Литературные теории в составе средневекового типа культуры
Прежде чем говорить о литературных теориях византийского и латинского средневековья, необходимо энергично подчеркнуть значение того простого факта, что в средние века вообще были литературные теории. Зная покуда только это и ничего больше, мы уже узнаем нечто очень важное о характере всего «ученого», «книжного» пласта средневековой культуры в целом и о его отношении к античной культуре.

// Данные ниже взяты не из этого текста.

PR #772, opened 2023-09-23
Enrich empty s pro fields form m4

kordan:
As commented in DM,
the branch is too big to let me add each feature separatedly.
This is why this branch has so many commit.
There are some decisions taken looking at other modules. I don't know if they are wise or not. I only know they were the best solution I had in my hands.
I am sure there are a couple of very tiny details (secondary navigation not selected for the frequency report, for instance) and behat tests failing everywhere against classic theme.

At the moment this is the real first release of surveypro for moodle 4.1. I have never tested it against moodle 4.2.
(I evevn found a couple of issues affecting surveypro for moodle 311. Maybe I will fix them.)

The good news is that each behat test is successfull against boost in php 7.4 and php 8.1.
The two issues reported by Lint (as you can see in: https://github.com/kordan/moodle-mod_surveypro/actions/runs/6276189888/job/17045318749 and https://github.com/kordan/moodle-mod_surveypro/actions/runs/6276189888/job/17045319032) are nothing, I believe.
The first is under correction by Paul Holden in MDL-79463. (Always thanks to Paul)
The second is something I can not understand. I asked for it in https://moodle.org/mod/forum/discuss.php?d=450709 but it seems nobody has ideas to share.


field/checkbox/tests/behat/settings_configuration_04.feature
```diff
@@ -1,5 +1,5 @@
 @mod @mod_surveypro @surveyprofield @surveyprofield_checkbox
-Feature: Validate creation and submit for "checkbox" elements using the principal combinations of settings (4 of 4)
+Feature: validate creation and submit for "checkbox" elements using the principal combinations of settings (4 of 4)
```
stronk7, line 2: Not super-important, but it has called my attention that you are lower-casing all these feature names. I think that, in Moodle, we use to keep the first letter always upper, maybe because all the examples are that way, or because it's like a "literal that somebody says"... but the reality is that we uppercase that like a separate sentence....

Again, not critical al tall, just called my attention.

field/multiselect/tests/behat/settings_configuration_03.feature
```diff
@@ -22,6 +22,8 @@ Feature: Validate creation and submit for "multiselect" elements using the princ
       | activity  | name           | intro              | course           |
       | surveypro | Surveypro test | For testing backup | Multiselect item |
     And I am on the "Surveypro test" "surveypro activity" page logged in as teacher1
+    And I select "Layout" from secondary navigation
```
stronk7, line 25: I think that it's normal that all the tests are failing for you when you use the `I select "xxxxx" from primary/secondary navigation" with Classic.

If you look to core (both 401_STABLE and 402_STABLE) you will see that we are not using that step at all (basically, only in a "boost" specific scenario we use it):

```
$ ag 'from secondary navigation'
theme/boost/tests/behat/settingstabs.feature
22:    When I select "Users" from secondary navigation

lib/tests/behat/behat_navigation.php
1021:     * @When I select :link from secondary navigation
```

So, unless I'm wrong... in order to provide Classic compatibility, something else needs to be used. It may be that we provide straight navigations to this or that page... or it may be that something else is used... but for sure those steps aren't used.

I'll try to find which is the recommendation in those cases... and why those 2 steps exist if they aren't usable...

field/checkbox/tests/behat/settings_configuration_04.feature
kordan: I will fix this as soon I return in the office. Thanks.

field/multiselect/tests/behat/settings_configuration_03.feature
kordan: I really wold have the time to fix it. Maybe the straight navigations could be the right solution. Thanks.

stronk7: I think that there are 2 possible solutions for this:

1. Or you use the "page resolvers" that already have in the module (see the `resolve_page_instance_url` implementation).
2. Or you use the admin block, that is always added and then follow the links from there (Like `And I navigate to "XXXX" in current page administration`).

I would say that, in general, using the page resolvers (1) is better and quicker and it's immune to any change in themes. And I would use the administration block (2) only when we really want to verify that manual navigation is working, not when we are testing other features.

Ciao :-)

.github/workflows/moodle-ci.yml
```diff
@@ -28,28 +28,35 @@ jobs:
...
+            database: pgsql
+            suite: default
+            profile: chrome
     steps:
       - name: Check out repository code
         uses: actions/checkout@v3
         with:
           path: plugin
 
+      - name: Install node
```
stronk7, line 47: Why are you adding here this manual node installation? The "Initialise moodle-plugin-ci" step below does that automatically, installing the CORRECT node version (from .`nvmrc`file) that, for MOODLE 401_STABLE is `lts/gallium -> v16.20.2`

stronk7 (approved):
Great job with this, Daniele.

The move from tabs to the new navigation seems to be, overall, correct. I only would recommend you to review the 3 points commented:
- The node new step in the GHA workflow.
- The scenarios upper/lower case.
- Fix the classic tests (by moving to page resolvers or use the admin block).
I'm happy if you want to fix that later in other PRs, so we can go advancing and accept this as is. 100% your preference. Let me know.

Note that I've looked to the code overall, and changes seem to be spot-on. Maybe there is some "bug", but I've not found anything obvious.

Ciao :-)

.github/workflows/moodle-ci.yml
stronk7: Note that the node think is going to be fixed by #776, so not relevant to this PR any more.

Same applies to the classic failures, fixed by #777

kordan: Thank you for reminding this!

kordan:
SUPPPPPPER! Thank you.
I rebase all the other.

PR #773, opened 2023-10-10
Require

kordan:
Built on top of #772.
Following suggestion from sonarqube I tried to have homogeneous require at the beginning of the files.


stronk7:
The only new commit that I can see in this issue is the "[minor changes to satisfy gitlab tests](https://github.com/kordan/moodle-mod_surveypro/pull/773/commits/73aa9a740ad43c03fea7626dfaf910fc1a16356f)" one, that seems to be entirely about adding missing commas and other coding-style issues (mainly).

Is that correct? Just asking because the description of this PR (require moves) is completely different to the code that I've found. Please check and/or clarify the purpose of this PR.

Ciao 🚨

kordan:
Today I reached a good point (tests are once again all passing). Tomorrow I will reply to this question, too.
At the moment I have no idea about the answer.

kordan:
Yes, your comment is correct.

Sonarqube (the software making tests over the code sent to gitlab) was asking me to:
- make require homogeneous;
- add a comma (',') even after the last array element;
- delete unreachable lines of code (for instance, in cases like: return $a; die;);
- change 'and' in '&&'.

In the frame of this silly fix I found some more easy issues like comments not beginning with upper case letter and other even minor details that I fixed. In spite of this, I leaved the PR description related only to the original reason who gave origin to the branch.

So, let's say: yes the branch is really silly and is correct as it is.

kordan:
Sure! (y)

PR #777, opened 2023-10-19
Lets pass classic

kordan:
It seems all tests are (finally) passing against classic and boost.


stronk7:
Hola,

was looking to other things when I be detected that there is a step that maybe is redundant in a number of scenarios. Example:

https://github.com/kordan/moodle-mod_surveypro/pull/777/files#diff-c15727a819984b9b724b60c456e5d10fba92aa330c59353baa338f8b15d91c31R109

If the previous step is already going to the report page, then the jump menu does not need to be used.

it seems that it happens a number of times. For your consideration.

Ciao :)

PR #780, opened 2023-10-20
Underline reports

kordan:
This is the first release of the fix to maintain the underline to the label "Report" in secondary navigation. Maybe before merging I will give some more love to it.


classes/reportbase.php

Было бы грубой ошибкой полагать, будто наличие литературной теории при всякой литературе, едва она поднялась над уровнем фольклора и простой недифференцированной письменности, само собой разумеется; будто литературная теория — как бы тень литературы, неотступно за нею следующая. Это не так. История знает великие литературы, которые жили, разумеется, какими-то невыговоренными представлениями о сущности, целях, задачах, нормах и приличиях словесного искусства, однако обходились без их теоретической экспликации. Такими были, например, все литературы древнего Ближнего Востока, достаточно богатые, чтобы подарить нам поэму о Гильгамеше, Книгу Иова, Песнь песней и другие шедевры, которыми мы наслаждаемся по сей день. Такой была поначалу и греческая литература: у греков уже были Гомер и Гесиод, Алкей и Сапфо — а на литературную теорию не было и намека. Во времена Эсхила и Пиндара ей лишь предстояло сложиться; во времена Софокла и Еврипида она складывалась. Но пришли времена Аристотеля, она явилась, наконец, в сложившемся виде, как теория стихотворных жанров («Поэтика») и теория художественной прозы («Риторика»)[1], — и это был поистине поворотный момент в истории мировой культуры. Его последствия не ограничены даже пределами европейской традиции, чья связь с античностью наиболее очевидна: и в мире ислама, очевидно, не писапи бы поэтик, если бы их раньше не писали греки[2]. Что касается европейской традиции, в ее кругу под формирующим, определяющим воздействием события, произошедшего в Греции к IV в. до н.э., стоит длинный ряд больших историко-литературных эпох, каждая из которых имела теорию литературы, и не какую-нибудь, а непременно по античному образцу[3]. Первая из этих эпох — средневековье, связанное с образцом особенно непосредственной, неопосредованной школьной преемственностью.